#### [DESCRIPTION OF THE TASK]
Your task is to repeat the entries exactly from their first line through the line with "Relies on dbgapi's", and to stop there.
BEGIN
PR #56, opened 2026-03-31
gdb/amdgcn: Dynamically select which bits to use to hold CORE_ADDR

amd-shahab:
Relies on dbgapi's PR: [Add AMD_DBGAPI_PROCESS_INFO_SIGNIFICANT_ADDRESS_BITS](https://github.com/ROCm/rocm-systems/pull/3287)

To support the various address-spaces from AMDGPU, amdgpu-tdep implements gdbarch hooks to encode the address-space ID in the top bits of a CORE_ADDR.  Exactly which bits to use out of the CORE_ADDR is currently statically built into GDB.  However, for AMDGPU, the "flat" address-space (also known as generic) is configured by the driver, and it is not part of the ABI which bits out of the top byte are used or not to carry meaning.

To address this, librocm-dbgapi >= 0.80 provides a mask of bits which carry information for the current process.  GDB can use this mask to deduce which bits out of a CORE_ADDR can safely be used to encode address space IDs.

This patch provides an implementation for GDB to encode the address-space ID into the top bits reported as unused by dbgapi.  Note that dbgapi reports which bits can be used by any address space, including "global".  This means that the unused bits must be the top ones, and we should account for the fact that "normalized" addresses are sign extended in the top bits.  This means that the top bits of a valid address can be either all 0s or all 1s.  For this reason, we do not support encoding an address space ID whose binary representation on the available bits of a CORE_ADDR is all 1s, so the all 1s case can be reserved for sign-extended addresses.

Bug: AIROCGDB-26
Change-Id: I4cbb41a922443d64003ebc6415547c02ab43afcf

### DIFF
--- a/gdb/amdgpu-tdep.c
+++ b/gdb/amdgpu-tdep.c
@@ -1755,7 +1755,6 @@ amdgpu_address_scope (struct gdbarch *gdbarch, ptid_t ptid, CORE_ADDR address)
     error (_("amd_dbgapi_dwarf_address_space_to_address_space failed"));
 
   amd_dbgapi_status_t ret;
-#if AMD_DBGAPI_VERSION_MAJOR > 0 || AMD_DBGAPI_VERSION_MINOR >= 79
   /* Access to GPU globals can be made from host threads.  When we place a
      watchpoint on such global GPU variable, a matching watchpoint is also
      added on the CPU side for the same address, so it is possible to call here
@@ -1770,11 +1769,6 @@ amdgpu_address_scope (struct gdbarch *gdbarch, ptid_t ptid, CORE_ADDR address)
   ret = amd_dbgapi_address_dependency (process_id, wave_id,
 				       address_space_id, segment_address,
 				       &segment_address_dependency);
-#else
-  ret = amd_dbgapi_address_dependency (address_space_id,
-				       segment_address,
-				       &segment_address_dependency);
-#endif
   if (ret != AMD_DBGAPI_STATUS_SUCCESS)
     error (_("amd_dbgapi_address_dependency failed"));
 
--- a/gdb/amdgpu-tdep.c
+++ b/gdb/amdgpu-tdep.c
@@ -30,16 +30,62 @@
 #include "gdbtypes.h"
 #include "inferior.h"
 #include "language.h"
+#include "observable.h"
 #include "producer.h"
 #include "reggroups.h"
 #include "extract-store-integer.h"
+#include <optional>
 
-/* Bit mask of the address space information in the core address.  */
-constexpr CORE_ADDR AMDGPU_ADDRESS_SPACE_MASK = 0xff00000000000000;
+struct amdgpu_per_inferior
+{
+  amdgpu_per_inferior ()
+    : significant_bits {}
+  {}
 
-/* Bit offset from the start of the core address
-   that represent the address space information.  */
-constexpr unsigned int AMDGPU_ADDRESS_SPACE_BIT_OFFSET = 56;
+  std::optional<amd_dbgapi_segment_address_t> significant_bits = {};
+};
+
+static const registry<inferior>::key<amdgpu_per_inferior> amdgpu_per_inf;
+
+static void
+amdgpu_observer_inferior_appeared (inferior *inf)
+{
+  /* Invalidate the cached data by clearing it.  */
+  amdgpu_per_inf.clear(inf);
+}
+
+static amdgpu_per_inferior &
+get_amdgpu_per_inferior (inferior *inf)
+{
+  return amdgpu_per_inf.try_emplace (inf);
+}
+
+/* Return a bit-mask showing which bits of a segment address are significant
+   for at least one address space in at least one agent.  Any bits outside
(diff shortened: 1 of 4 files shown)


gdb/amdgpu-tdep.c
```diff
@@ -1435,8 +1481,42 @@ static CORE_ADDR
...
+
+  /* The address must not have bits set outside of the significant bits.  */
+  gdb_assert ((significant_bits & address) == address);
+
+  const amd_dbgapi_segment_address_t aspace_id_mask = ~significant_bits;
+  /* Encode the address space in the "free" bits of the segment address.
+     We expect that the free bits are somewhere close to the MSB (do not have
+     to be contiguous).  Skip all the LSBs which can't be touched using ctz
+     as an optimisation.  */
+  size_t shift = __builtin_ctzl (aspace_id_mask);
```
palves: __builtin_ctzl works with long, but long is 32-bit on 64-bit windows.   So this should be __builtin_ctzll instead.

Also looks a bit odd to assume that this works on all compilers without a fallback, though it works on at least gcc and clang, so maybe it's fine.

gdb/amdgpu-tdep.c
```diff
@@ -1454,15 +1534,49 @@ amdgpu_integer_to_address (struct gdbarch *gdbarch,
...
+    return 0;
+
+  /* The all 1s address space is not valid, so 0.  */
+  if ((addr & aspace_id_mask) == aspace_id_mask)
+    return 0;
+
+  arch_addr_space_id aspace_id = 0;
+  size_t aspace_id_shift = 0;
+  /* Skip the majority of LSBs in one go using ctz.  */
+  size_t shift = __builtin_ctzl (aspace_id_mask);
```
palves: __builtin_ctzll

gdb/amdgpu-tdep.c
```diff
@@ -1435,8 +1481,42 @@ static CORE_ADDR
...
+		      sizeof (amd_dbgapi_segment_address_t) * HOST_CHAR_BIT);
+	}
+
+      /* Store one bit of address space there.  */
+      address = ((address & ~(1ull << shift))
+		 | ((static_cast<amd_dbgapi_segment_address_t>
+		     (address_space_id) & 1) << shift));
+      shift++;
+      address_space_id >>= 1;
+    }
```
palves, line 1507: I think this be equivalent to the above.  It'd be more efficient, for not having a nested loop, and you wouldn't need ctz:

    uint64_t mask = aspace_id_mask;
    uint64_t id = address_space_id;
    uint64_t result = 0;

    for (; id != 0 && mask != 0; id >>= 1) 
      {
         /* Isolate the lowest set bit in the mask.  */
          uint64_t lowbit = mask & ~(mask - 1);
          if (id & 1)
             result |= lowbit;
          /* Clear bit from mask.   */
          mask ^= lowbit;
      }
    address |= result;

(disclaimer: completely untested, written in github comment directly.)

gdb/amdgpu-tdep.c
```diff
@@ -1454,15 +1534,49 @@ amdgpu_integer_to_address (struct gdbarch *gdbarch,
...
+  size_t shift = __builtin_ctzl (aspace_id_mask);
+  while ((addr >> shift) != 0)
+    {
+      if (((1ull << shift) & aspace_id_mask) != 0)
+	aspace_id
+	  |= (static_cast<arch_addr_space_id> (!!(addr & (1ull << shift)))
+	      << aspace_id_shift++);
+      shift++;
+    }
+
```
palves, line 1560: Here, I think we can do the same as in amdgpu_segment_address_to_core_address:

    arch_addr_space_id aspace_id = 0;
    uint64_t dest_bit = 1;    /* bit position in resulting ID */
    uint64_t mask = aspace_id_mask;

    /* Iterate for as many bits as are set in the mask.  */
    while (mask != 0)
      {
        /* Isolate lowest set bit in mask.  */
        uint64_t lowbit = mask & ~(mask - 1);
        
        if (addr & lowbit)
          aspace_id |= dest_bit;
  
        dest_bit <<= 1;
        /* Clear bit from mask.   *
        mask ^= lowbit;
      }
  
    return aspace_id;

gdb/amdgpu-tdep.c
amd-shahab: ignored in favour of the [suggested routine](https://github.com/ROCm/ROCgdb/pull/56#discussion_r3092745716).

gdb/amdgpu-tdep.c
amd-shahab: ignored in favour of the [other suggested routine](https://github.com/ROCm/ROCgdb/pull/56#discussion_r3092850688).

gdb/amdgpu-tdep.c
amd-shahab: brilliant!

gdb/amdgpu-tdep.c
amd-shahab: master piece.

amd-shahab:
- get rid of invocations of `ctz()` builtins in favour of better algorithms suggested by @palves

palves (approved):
END
#### [ANSWER FOR THIS EXERCISE]
PR #56, opened 2026-03-31
gdb/amdgcn: Dynamically select which bits to use to hold CORE_ADDR

amd-shahab:
Relies on dbgapi's PR: [Add AMD_DBGAPI_PROCESS_INFO_SIGNIFICANT_ADDRESS_BITS](https://github.com/ROCm/rocm-systems/pull/3287)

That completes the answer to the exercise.